__Activity__.
Go to the line that includes "adityasa, line 36: >return;" and retype it, then every line after it to the end of the data, adding nothing.
───── Data for processing
PR #4252, opened 2024-01-15
Query : Adds Request Charge to Query Metrics

Maya-Painter:
## Description

Adds per-partition RequestCharge to `ServerSidePartitionedMetrics` and TotalRequestCharge to `ServerSideCumulativeMetrics`.

## Type of change


Microsoft.Azure.Cosmos/src/Query/Core/Metrics/ServerSideMetricsInternalAccumulator.cs
```diff
@@ -142,5 +146,66 @@ public static void WalkTraceTreeForQueryMetrics(ITrace currentTrace, ServerSideM
 
             return null;
         }
+
+        private static double? WalkTraceTreeForRequestCharge(ITrace currentTrace)
```
adityasa, line 150: >WalkTraceTreeForRequestCharge [](http://example.com/codeflow?start=31&length=29)

Can we move "Walk" logic in a separate class that walks once and exposes both RequestCharge and PartitionKeyRangeId?

Microsoft.Azure.Cosmos/src/Query/Core/Metrics/ServerSidePartitionedMetrics.cs
```diff
@@ -26,5 +26,10 @@ public abstract class ServerSidePartitionedMetrics
         /// Only has a value in direct mode. When using gateway mode, this is null.
         /// </remarks>
         public abstract int? PartitionKeyRangeId { get; }
+
+        /// <summary>
+        /// Gets the request charge for the operation.
```
adityasa, line 31: Nit:
Gets the request charge for the operation on this partition.

adityasa:
>     public abstract class ServerSidePartitionedMetrics

Not an ask from this customer, but should we update the cumulative metrics as well?

---
Refers to: Microsoft.Azure.Cosmos/src/Query/Core/Metrics/ServerSidePartitionedMetrics.cs:10 in 4aa0a48. [](commit_id = 4aa0a4887cd9a12c681d25ac0ff205c86dcc48c4, deletion_comment = False)

Microsoft.Azure.Cosmos/src/Query/Core/Metrics/ServerSideMetricsInternalAccumulator.cs
Maya-Painter: The trace datum type where we should look to find the RequestCharge will depend on the result of the PartitionKeyRangeId walk, so I'm not sure if this logic can be supported in a single pass.

Maya-Painter:
> > ```
> > public abstract class ServerSidePartitionedMetrics
> > ```
> 
> Not an ask from this customer, but should we update the cumulative metrics as well?
> 
> Refers to: Microsoft.Azure.Cosmos/src/Query/Core/Metrics/ServerSidePartitionedMetrics.cs:10 in [4aa0a48](https://github.com/Azure/azure-cosmos-dotnet-v3/commit/4aa0a4887cd9a12c681d25ac0ff205c86dcc48c4). [](commit_id = [4aa0a48](https://github.com/Azure/azure-cosmos-dotnet-v3/commit/4aa0a4887cd9a12c681d25ac0ff205c86dcc48c4), deletion_comment = False)

Updated to add a new ServerSideCumulativeMetrics member TotalRequestCharge. I'm also fine with just leaving this out. Adding this to ServerSideMetrics instead it would make the abstraction less clean since we would have to add the request charge after the class has been constructed by parsing the query metrics diagnostics datum.

Microsoft.Azure.Cosmos/src/Query/Core/Metrics/ServerSideMetricsInternalAccumulator.cs
adityasa: The walk logic seems common in direct mode. The new class can fish out the partition key range ids and request charge at the same time. In direct mode this should be sufficient. If it couldn't find partition key range ids, it could defer to gateway mode logic.

Purpose of separate class is two-fold:
- it keeps the responsibility of walking the request stats separate
- makes the unit testable if/when we need (for e.g. regression/enhancing the logic for special cases - consider different diagnostic shape)

Microsoft.Azure.Cosmos/src/Query/Core/Metrics/ServerSideMetricsTraceExtractor.cs
```diff
@@ -0,0 +1,72 @@
...
+// Copyright (c) Microsoft Corporation.  All rights reserved.
+//------------------------------------------------------------
+
+namespace Microsoft.Azure.Cosmos.Query.Core.Metrics
+{
+    using System;
+    using Microsoft.Azure.Cosmos.Tracing;
+    using Microsoft.Azure.Cosmos.Tracing.TraceData;
+
+    internal static class ServerSideMetricsTraceExtractor
```
Maya-Painter, line 11: @adityasa Open to other names, wasn't sure what an appropriate descriptor of the class would be

Microsoft.Azure.Cosmos/src/Query/Core/Metrics/ServerSideMetricsInternalAccumulator.cs
Maya-Painter: Created new static class for walk logic

Microsoft.Azure.Cosmos/src/Query/Core/Metrics/ServerSideMetricsTraceExtractor.cs
```diff
@@ -0,0 +1,72 @@
...
+                    accumulator.Accumulate(serverSideMetrics);
+                }
+            }
+
+            foreach (ITrace childTrace in currentTrace.Children)
+            {
+                ServerSideMetricsTraceExtractor.WalkTraceTreeForQueryMetrics(childTrace, accumulator);
+            }
+
+            return;
```
adityasa, line 36: >return; [](http://example.com/codeflow?start=12&length=7)

Nit, unnecessary.

kirankumarkolli (approved):

kirankumarkolli:
Signing off on contracts

sboshra (approved):
:shipit:

adityasa (approved):
:shipit:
──────────
__Response box__.
adityasa, line 36: >return; [](http://example.com/codeflow?start=12&length=7)

Nit, unnecessary.

kirankumarkolli (approved):

kirankumarkolli:
Signing off on contracts

sboshra (approved):
:shipit:

adityasa (approved):
:shipit:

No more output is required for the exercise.